■ **Source data**
PR #4148, opened 2020-09-02
Making the airflow repo private

ShubhamBansal1997:
Since we are more moving icds code private so the same, pipes repo (ariflow) is also turned private which in turns needs change in the deploy process to pull the private pipes repo.

##### ENVIRONMENTS AFFECTED
 - icds-staging
 - icds

### DIFF
--- a/src/commcare_cloud/ansible/roles/airflow/tasks/main.yml
+++ b/src/commcare_cloud/ansible/roles/airflow/tasks/main.yml
@@ -10,6 +10,17 @@
     - "{{ airflow_home }}"
     - "{{ airflow_code_dir }}"
 
+- name: add deploy keys
+  become: yes
+  copy:
+    src: "{{ env_files_dir }}/{{ item.key }}"
+    dest: "{{ cchq_home }}/.ssh/{{ item.value }}"
+    owner: "{{ cchq_user }}"
+    group: "{{ cchq_user }}"
+    mode: 0600
+  loop: "{{ deploy_keys|dict2items }}"
+  when: deploy_keys is defined
+
 - name: Pull full Airflow source
   git:
     repo: "{{ airflow_repository }}"
@@ -18,6 +29,8 @@
     recursive: yes
     accept_hostkey: yes
     update: yes
+    deploy_key: deploy_key.pem
+    is_private: true
   become: yes
   become_user: "{{ cchq_user }}"
 
--- a/src/commcare_cloud/ansible/roles/airflow/defaults/main.yml
+++ b/src/commcare_cloud/ansible/roles/airflow/defaults/main.yml
@@ -1,6 +1,6 @@
 airflow_code_dir: "{{ airflow_home }}/pipes"
 airflow_dag_dir: "{{ airflow_home }}/dags"
 airflow_version: "master"
-airflow_repository: https://github.com/dimagi/pipes.git
+airflow_repository: git@github.com:dimagi/pipes.git
 airflow_dag_concurrency: 16
 airflow_parallelism: 32


snopoke (commented):
You'll also need to update the fabric task [update_airflow](https://github.com/dimagi/commcare-cloud/blob/811e87f9b015c2c7db800c23b27cac3c018fe7ae/src/commcare_cloud/fab/operations/airflow.py#L9) (or maybe that should be removed if it isn't used.

You can see the approach that was taken with the other fabric tasks here: https://github.com/dimagi/commcare-cloud/blob/c1c5dc9f56fe8b5f137fc9742134644c5d5d710f/src/commcare_cloud/fab/operations/release.py#L46-L49

ShubhamBansal1997:
> You'll also need to update the fabric task [update_airflow](https://github.com/dimagi/commcare-cloud/blob/811e87f9b015c2c7db800c23b27cac3c018fe7ae/src/commcare_cloud/fab/operations/airflow.py#L9) (or maybe that should be removed if it isn't used.
> 
> You can see the approach that was taken with the other fabric tasks here:
> 
> https://github.com/dimagi/commcare-cloud/blob/c1c5dc9f56fe8b5f137fc9742134644c5d5d710f/src/commcare_cloud/fab/operations/release.py#L46-L49

Updated, please review again

src/commcare_cloud/ansible/roles/airflow/tasks/main.yml
```diff
@@ -10,6 +10,17 @@
     - "{{ airflow_home }}"
     - "{{ airflow_code_dir }}"
 
+- name: add deploy keys
```
snopoke, line 13: I don't think this is necessary since the keys are already added by the commcare role (which includes the airflow machines)

ShubhamBansal1997: added a new key

snopoke: this task is still not necessary - it's a duplicate of the one in commcarehq role which will already add the keys to the airflow machine.

I suppose if you haven't run the commcare role then the key won't exist so perhaps ok to duplicate - maybe we should pull it out into a separate file so we can reuse it (can do in new pr)

src/commcare_cloud/fab/operations/airflow.py
```diff
@@ -1,13 +1,20 @@
...
-from fabric.context_managers import cd
+from fabric.context_managers import cd, shell_env
 
 from ..const import ROLES_AIRFLOW
 
+
 @roles(ROLES_AIRFLOW)
 def update_airflow():
-    with cd(env.airflow_code_root):
+    deploy_key = 'deploy_key_airflow.pem'
```
snopoke, line 13: you need to update `environmetns/<env>/meta.yml` to list the new deploy key:

```diff
 deploy_keys:
   deploy_key.vault: deploy_key.pem
+  deploy_key_airflow.vault: deploy_key_airflow.pem
```

ShubhamBansal1997: added

src/commcare_cloud/ansible/roles/airflow/tasks/main.yml
```diff
@@ -18,6 +29,8 @@
     recursive: yes
     accept_hostkey: yes
     update: yes
+    deploy_key: deploy_key_airflow.pem
+    is_private: true
```
snopoke, line 33:
```suggestion
    key_file: deploy_key_airflow.pem
```

snopoke (changes requested):
One small change, sorry I didn't notice before.

src/commcare_cloud/ansible/roles/airflow/tasks/main.yml
ShubhamBansal1997: updated

snopoke (approved):

ShubhamBansal1997:
Tested on icds-staging, merging in

PR #4151, opened 2020-09-02
Add command to update a single user's public key

millerdev:
This saves a lot of time when a user's public key changes. The `update-users` command, by comparison, takes much much longer to run.

Usage: `cchq <env> update-user-key <username>`


dannyroberts:
I think you just need to run `make` and commit the result to fix the tests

■ **Directions**
For this exercise, the records above must be returned exactly.

■ **Response below**
PR #4148, opened 2020-09-02
Making the airflow repo private

ShubhamBansal1997:
Since we are more moving icds code private so the same, pipes repo (ariflow) is also turned private which in turns needs change in the deploy process to pull the private pipes repo.

##### ENVIRONMENTS AFFECTED
 - icds-staging
 - icds

### DIFF
--- a/src/commcare_cloud/ansible/roles/airflow/tasks/main.yml
+++ b/src/commcare_cloud/ansible/roles/airflow/tasks/main.yml
@@ -10,6 +10,17 @@
     - "{{ airflow_home }}"
     - "{{ airflow_code_dir }}"
 
+- name: add deploy keys
+  become: yes
+  copy:
+    src: "{{ env_files_dir }}/{{ item.key }}"
+    dest: "{{ cchq_home }}/.ssh/{{ item.value }}"
+    owner: "{{ cchq_user }}"
+    group: "{{ cchq_user }}"
+    mode: 0600
+  loop: "{{ deploy_keys|dict2items }}"
+  when: deploy_keys is defined
+
 - name: Pull full Airflow source
   git:
     repo: "{{ airflow_repository }}"
@@ -18,6 +29,8 @@
     recursive: yes
     accept_hostkey: yes
     update: yes
+    deploy_key: deploy_key.pem
+    is_private: true
   become: yes
   become_user: "{{ cchq_user }}"
 
--- a/src/commcare_cloud/ansible/roles/airflow/defaults/main.yml
+++ b/src/commcare_cloud/ansible/roles/airflow/defaults/main.yml
@@ -1,6 +1,6 @@
 airflow_code_dir: "{{ airflow_home }}/pipes"
 airflow_dag_dir: "{{ airflow_home }}/dags"
 airflow_version: "master"
-airflow_repository: https://github.com/dimagi/pipes.git
+airflow_repository: git@github.com:dimagi/pipes.git
 airflow_dag_concurrency: 16
 airflow_parallelism: 32


snopoke (commented):
You'll also need to update the fabric task [update_airflow](https://github.com/dimagi/commcare-cloud/blob/811e87f9b015c2c7db800c23b27cac3c018fe7ae/src/commcare_cloud/fab/operations/airflow.py#L9) (or maybe that should be removed if it isn't used.

You can see the approach that was taken with the other fabric tasks here: https://github.com/dimagi/commcare-cloud/blob/c1c5dc9f56fe8b5f137fc9742134644c5d5d710f/src/commcare_cloud/fab/operations/release.py#L46-L49

ShubhamBansal1997:
> You'll also need to update the fabric task [update_airflow](https://github.com/dimagi/commcare-cloud/blob/811e87f9b015c2c7db800c23b27cac3c018fe7ae/src/commcare_cloud/fab/operations/airflow.py#L9) (or maybe that should be removed if it isn't used.
> 
> You can see the approach that was taken with the other fabric tasks here:
> 
> https://github.com/dimagi/commcare-cloud/blob/c1c5dc9f56fe8b5f137fc9742134644c5d5d710f/src/commcare_cloud/fab/operations/release.py#L46-L49

Updated, please review again

src/commcare_cloud/ansible/roles/airflow/tasks/main.yml
```diff
@@ -10,6 +10,17 @@
     - "{{ airflow_home }}"
     - "{{ airflow_code_dir }}"
 
+- name: add deploy keys
```
snopoke, line 13: I don't think this is necessary since the keys are already added by the commcare role (which includes the airflow machines)

ShubhamBansal1997: added a new key

snopoke: this task is still not necessary - it's a duplicate of the one in commcarehq role which will already add the keys to the airflow machine.

I suppose if you haven't run the commcare role then the key won't exist so perhaps ok to duplicate - maybe we should pull it out into a separate file so we can reuse it (can do in new pr)

src/commcare_cloud/fab/operations/airflow.py
```diff
@@ -1,13 +1,20 @@
...
-from fabric.context_managers import cd
+from fabric.context_managers import cd, shell_env
 
 from ..const import ROLES_AIRFLOW
 
+
 @roles(ROLES_AIRFLOW)
 def update_airflow():
-    with cd(env.airflow_code_root):
+    deploy_key = 'deploy_key_airflow.pem'
```
snopoke, line 13: you need to update `environmetns/<env>/meta.yml` to list the new deploy key:

```diff
 deploy_keys:
   deploy_key.vault: deploy_key.pem
+  deploy_key_airflow.vault: deploy_key_airflow.pem
```

ShubhamBansal1997: added

src/commcare_cloud/ansible/roles/airflow/tasks/main.yml
```diff
@@ -18,6 +29,8 @@
     recursive: yes
     accept_hostkey: yes
     update: yes
+    deploy_key: deploy_key_airflow.pem
+    is_private: true
```
snopoke, line 33:
```suggestion
    key_file: deploy_key_airflow.pem
```

snopoke (changes requested):
One small change, sorry I didn't notice before.

src/commcare_cloud/ansible/roles/airflow/tasks/main.yml
ShubhamBansal1997: updated

snopoke (approved):

ShubhamBansal1997:
Tested on icds-staging, merging in

PR #4151, opened 2020-09-02
Add command to update a single user's public key

millerdev:
This saves a lot of time when a user's public key changes. The `update-users` command, by comparison, takes much much longer to run.

Usage: `cchq <env> update-user-key <username>`


dannyroberts:
I think you just need to run `make` and commit the result to fix the tests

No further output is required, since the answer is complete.